■ **What is expected**: Please write out each entry exactly as it appears.

■ **Records for the exercise**:

PR #5975, opened 2024-04-22
[WFCORE-6799] Upgrade SLF4J from 2.0.12 to 2.0.13

yersan:
Jira issue: https://issues.redhat.com/browse/WFCORE-6799

### DIFF
--- a/pom.xml
+++ b/pom.xml
@@ -230,7 +230,7 @@
         <version.org.mockito>3.10.0</version.org.mockito>
         <version.org.jmockit>1.49</version.org.jmockit>
         <version.org.projectodd.vdx>1.1.6</version.org.projectodd.vdx>
-        <version.org.slf4j>2.0.12</version.org.slf4j>
+        <version.org.slf4j>2.0.13</version.org.slf4j>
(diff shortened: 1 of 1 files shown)


jamezp (approved):
This is only used for testing. I can't open up the failed CI job for some reason, but I don't think it would be related.

yersan:
It is unrelated has failed with a similar stack trace for other PRs. In addition, since it is a test only dependency, it is not being driven to WildFly via WildFly Core, so any failure on integration tests should be unrelated.

CC @rhusar in relation to https://issues.redhat.com/browse/WFLY-14064, it looks like the test case is still failing

rhusar:
> It is unrelated has failed with a similar stack trace for other PRs. In addition, since it is a test only dependency, it is not being driven to WildFly via WildFly Core, so any failure on integration tests should be unrelated.
> 
> CC @rhusar in relation to https://issues.redhat.com/browse/WFLY-14064, it looks like the test case is still failing

Thanks, I ll have a look (and yes, definitely unrelated)

yersan:
Thanks @jamezp @rhusar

■ **Output of the exercise**:
PR #5975, opened 2024-04-22
[WFCORE-6799] Upgrade SLF4J from 2.0.12 to 2.0.13

yersan:
Jira issue: https://issues.redhat.com/browse/WFCORE-6799

### DIFF
--- a/pom.xml
+++ b/pom.xml
@@ -230,7 +230,7 @@
         <version.org.mockito>3.10.0</version.org.mockito>
         <version.org.jmockit>1.49</version.org.jmockit>
         <version.org.projectodd.vdx>1.1.6</version.org.projectodd.vdx>
-        <version.org.slf4j>2.0.12</version.org.slf4j>
+        <version.org.slf4j>2.0.13</version.org.slf4j>
(diff shortened: 1 of 1 files shown)


jamezp (approved):
This is only used for testing. I can't open up the failed CI job for some reason, but I don't think it would be related.

yersan:
It is unrelated has failed with a similar stack trace for other PRs. In addition, since it is a test only dependency, it is not being driven to WildFly via WildFly Core, so any failure on integration tests should be unrelated.

CC @rhusar in relation to https://issues.redhat.com/browse/WFLY-14064, it looks like the test case is still failing

rhusar:
> It is unrelated has failed with a similar stack trace for other PRs. In addition, since it is a test only dependency, it is not being driven to WildFly via WildFly Core, so any failure on integration tests should be unrelated.
> 
> CC @rhusar in relation to https://issues.redhat.com/browse/WFLY-14064, it looks like the test case is still failing

Thanks, I ll have a look (and yes, definitely unrelated)

yersan:
Thanks @jamezp @rhusar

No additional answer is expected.